A man and a woman (unrelated) each have exactly two children. At least one of the man's children is a boy, and the woman's older
child is a boy. You're going to guess that each of them has two boys. What is the probability that you're right in each case?
You can assume that the probabilities of having a boy or girl are equal.

I don't know too much about statistics but since no one has answered it yet I'll tack a crack. So they have two children each and in each case there is at least one boy. What are the chances of both other children being boys. Well in each case there is a 1/2 chance of the other sibling being a boy.

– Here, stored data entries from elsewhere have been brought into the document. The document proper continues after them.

PR #31, opened 2015-09-08
Add Mapping support

ehiggs:
This implements the mapping protocol. As part of testing this, I also added tests for PyDict.

### DIFF
--- a/src/objects/dict.rs
+++ b/src/objects/dict.rs
@@ -212,8 +212,8 @@ mod test {
         let mut v = HashMap::new();
         v.insert(7, 32);
         let dict = v.to_py_object(py);
-        dict.set_item(7i32, 42i32); // change
-        dict.set_item(8i32, 123i32); // insert
+        assert!(dict.set_item(7i32, 42i32).is_ok()); // change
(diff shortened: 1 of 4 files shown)


ehiggs:
This also has support for mapping a BTreeMap to a Dict.

dgrunwald:
* The `_string` methods are redundant: the generic methods already accept `&str` arguments.
* Instead of `result_from_owned_ptr`+`unchecked_cast_into`, it would be safer to use `err::result_cast_from_owned_ptr`.
* `PyMapping_Keys`/`PyMapping_Values`/`PyMapping_Items` are documented to return a list or tuple; you can't assume that it's always a list.

Overall, I don't think it is necessary to provide `PyMapping` in rust-cpython.
* `PyMapping_Check` is unreliable on Python 3
* `len`,`get_item`,`set_item` and `del_item` are already provided by `ObjectProtocol`
* `has_key(k)` is equivalent to `get_item(k).ok()`
* `keys()` is basically equivalent to `call_method("keys", NoArgs, None)` (same with `values()` and `items()`)

I'll merge the `PyDict` tests and `BTreeMap` impl.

So, the chance of both families having two boys would be 1/2+1/2=1/4. I can't remember if you add or multiply them but in this case it wouldn't matter.

Let's start with the woman, because that's an easier case to understand. If the older child is a boy, what is the probability that the younger is a boy? There are two possibilities - the younger could be either a boy or a girl, so the probability of the younger being a boy is 1/2.

Now consider the man. You know he has at least one boy, but you don't know whether the boy is the older child or the younger. The birth order could be any one of these:

Boy, Girl
Boy, Boy
Girl, Boy

Hence the probability of the man having two boys is 1/3.

It's unclear whether the question is asking for the probability of both the man and the woman having two boys, but to find this you multiply the two probabilities since they are independent events:

Prob(man has 2 boys AND woman has 2 boys) = 1/3 x 1/2 = 1/6.